Washington, August 3
Senator Hillary Rodham Clinton took the lead in defeating a nominee of US President George W. Bush for the post of Chairperson of the Consumer Product Safety Commission. The vote yesterday against the confirmation of Ms Mary Sheila Gall was along party lines — 12 to 11 — in the Senate Commerce Committee, the first such rejection since the Democrats took control of the Senate.

Ms Clinton argued that as the Commissioner of the agency, Ms Gall’s record in protecting consumers’ interests against corporations had been dismal.

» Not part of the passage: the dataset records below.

PR #2741, opened 2020-12-03
Added pretty counsel-linux-app-format-function

vherrmann:
I don't like the behavior of counsel-linux-app-format-function-default and its alternatives, because there is none which seperates name and comment, so i wrote my own function based on the default. Other people might also benefit from this function.

### DIFF
--- a/counsel.el
+++ b/counsel.el
@@ -5904,6 +5904,7 @@ as arguments."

Ms Gall will remain on the three-member commission till 2005. She was originally appointed by former President George Bush Sr in 1991 and was reappointed by former President Bill Clinton in 1999 as the Commissioner. White House expressed its disappointment at the defeat. “Mary Gall did not lose today. Bipartisanship lost today,” spokesman Ari Fleischer said.

However, Commerce Committee Chairman and Democratic Senator Ernst Hollings disputed it and said that Ms Gall received a fair hearing and was deemed unfit to run the commission.

Meanwhile, Senate Democrats said yesterday that they would fight any Republican effort to open the Arctic National Wildlife Refuge to oil and gas drilling, a key plank in the White House’s proposed energy policy.

Senator John Kerry of Massachusetts said he would use the parliamentary technique of filibustering, or blocking, any Senate floor debate on drilling in the wilderness area. “I will filibuster any effort to drill in the refuge, it will never pass the Senate,” Mr Kerry said in a statement.

The US House of Representatives yesterday passed a wide-ranging energy Bill that included opening about 2,000 acres of the refuge’s 19 million acres.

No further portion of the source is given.